At the same time, I'm executing this sql statement at the same time on another node, note that the two sql statements are almost simultaneous:

Poc 2:
```
ALTER TABLE mytest90.test2 ALTER COLUMN column2 DROP DEFAULT;
```

At this point I realized that my Poc 1 finished executing normally, but Poc 2 got stuck and would keep the current mysql window stuck in the main until I forced it to exit, and mysql's own timeout mechanism didn't work to terminate Poc 2.

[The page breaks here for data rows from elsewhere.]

Issue #327, opened 2022-07-06
Change repeating group "lagre" button to the secondary button design


Febakke:
### Description

User tests show that user where confused by the icon button with the green checkmark. Thinking it was an indication that the page was saved. The secondary button has a more typical button design and should not compete with the primary (next) button on attention. 

## Sketches
![Skjermbilde 2022-07-06 kl  10 35 00](https://user-images.githubusercontent.com/33222679/177507343-5164107f-08b1-4071-908d-904bdbb5d6a4.png)

![Skjermbilde 2022-07-06 kl  10 35 13](https://user-images.githubusercontent.com/33222679/177507390-b6d216ef-3ab5-404e-8460-5f611a12d485.png)

SimenRokaas:
Fare for at noen vil tro at knappen lukker hele skjemaet... hva med bare "Lagre"?

Febakke:
**Tastaturnavigasjon: Feil fokusvisning**
Rammen rundt knappen forsvinner og det blir ikke vist vår standard fokusvisning.
![Skjermbilde 2022-08-09 kl. 12.54.27.png](https://images.zenhubusercontent.com/5c8b643d6e79732923030a9c/61c1ee54-7934-49d4-b841-a5285a49a493)

**Styling: Den er litt nærme elementet over. Her skulle vi gjerne hatt 24px mellomrom.**
![Skjermbilde 2022-08-09 kl  12 56 32](https://user-images.githubusercontent.com/33222679/183636923-52d9b6f4-182e-4a6d-83d1-d98962fa2570.png)

Skjermleser: Ok (VoiceOver) 
Små skjermer: Ok

Febakke:
Tested ok!
Both focus and spacing is fixed 👌
![Skjermbilde 2022-08-18 kl. 16.12.05.png](https://images.zenhubusercontent.com/5c8b643d6e79732923030a9c/44861c6f-5ab7-40de-899a-d6e31ed2c06f)

PR #362, opened 2022-08-02
Change save button for repeating groups

Magnusrm:
Change done button in repeating groups with the secondary button from altinn-designsystem.

Also add a new textResource as the needed text was not already present.

## Related Issue(s)
- #327 

## Verification
- [ ] All tests run green

## Documentation


src/altinn-app-frontend/src/features/form/containers/GroupContainer.test.tsx
```diff
@@ -244,7 +244,9 @@ describe('GroupContainer', () => {
     const store = render({ container: mockContainerInEditModeWithTrigger });
     const user = userEvent.setup();
 
-    const editButton = screen.getAllByText('Ferdig')[0].closest('button');
+    const editButton = screen
+      .getAllByText('Lagre og lukk')[0]
+      .closest('button');
```
haakemon, line 249: I think you can use something like this instead, which IMO looks a bit better:

```jsx
screen.getByRole('button', {
  name: /lagre og lukk/i
})
```

A good tool to help finding good selectors is https://testing-playground.com/ . You can use `screen.debug()` to print out the DOM to the console during the testrun, and paste it into testing-playground.com, and then click on items to get suggestions for selectors.

haakemon (approved):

By this point the HANG has occurred, but it's not over yet. When I try to execute the following sql statement after the node that just executed Poc 1 has finished executing, the stuck master also occurs and the mysql window gets stuck, and I can't deal with the problem on my own until I force quit.

Poc 3:
```
delete from mytest90.test2
where
EXISTS (
  select
      ref_0.column8 as c0,
      mytest90.test2.column66 as c1
    from
      mytest90.test9 as ref_0          right join mytest90.test8 as ref_1          on (true)        left join mytest90.test5 as ref_2
                right join mytest90.test7 as ref_3
                on (ref_2.column2 = ref_3.column1 )
              right join mytest90.test3 as ref_4
              on (ref_3.column1 is not NULL)
            inner join mytest90.test5 as ref_5
              inner join mytest90.test6 as ref_6
              on (true)
            on (ref_2.column2 = ref_5.column2 )
          inner join mytest90.test7 as ref_7
            inner join mytest90.test0 as ref_8
            on (ref_7.column5 = ref_8.column3 )
          on ((mytest90.test2.column2 is NULL)
              and (((true)
                  and (ref_2.column2 is NULL))
                or (false)))
        on ((ref_0.column8 is not NULL)            or (mytest90.test2.column3 is not NULL))
    where (true)
      or (((mytest90.test2.column3 is NULL)
          and (((EXISTS (
                select
                    mytest90.test2.column66 as c0
                  from
                    mytest90.test8 as ref_9
                  where (select HOST from mysql.global_grants limit 1 offset 4)
                       is NULL))
              or (true))
            or (true)))
        and ((false)
          and ((EXISTS (
              select
                  ref_6.column1 as c0,
                  ref_4.column2 as c1,
                  ref_0.column6 as c2,
                  ref_1.column3 as c3,
                  mytest90.test2.column1 as c4
                from
                  mytest90.test5 as ref_10
                where (false)
                  and (true)))
            and (false))))
    limit 97);
```

Architecture Information:
'''
[NDBD DEFAULT]
NoOfReplicas =2
DataMemory = 512M
IndexMemory = 64M

[NDB_MGMD]
NodeId=1
hostname =192.172.10.8
datadir =/var/lib/mysql-cluster

[NDBD]
NodeId =2
hostname =192.172.10.9
datadir =/usr/local/mysql-cluster/data
NodeGroup=0
[NDBD]
NodeId =3
hostname =192.172.10.10
datadir =/usr/local/mysql-cluster/data
NodeGroup=1
[NDBD]
NodeId =4
hostname =192.172.10.11
datadir =/usr/local/mysql-cluster/data
NodeGroup=0
[NDBD]
NodeId =5
hostname =192.172.10.12
datadir =/usr/local/mysql-cluster/data
NodeGroup=1

[mysqld]
NodeId =6
hostname =192.172.10.9
[mysqld]
NodeId =7
hostname =192.172.10.10
[mysqld]
NodeId =8
hostname =192.172.10.11
[mysqld]
NodeId =9
hostname =192.172.10.12
'''

Attempted and successfully reproduced!

How to repeat:
Simply execute that PoC to repeat it.

Suggested fix:
seems like a dead loop
[24 Apr 2024 11:31] MySQL Verification Team
Duplicate of Bug #114464
[25 Apr 2024 1:41] CunDi Fang
Thanks for your reply. But I feel that he is not the same as bug #114464? Because he is not stuck because of the select statement, his select statement actually executes normally, it's the alter statement and the deletion in the back order that are stuck. is the root cause of this bug the same as bug #114464?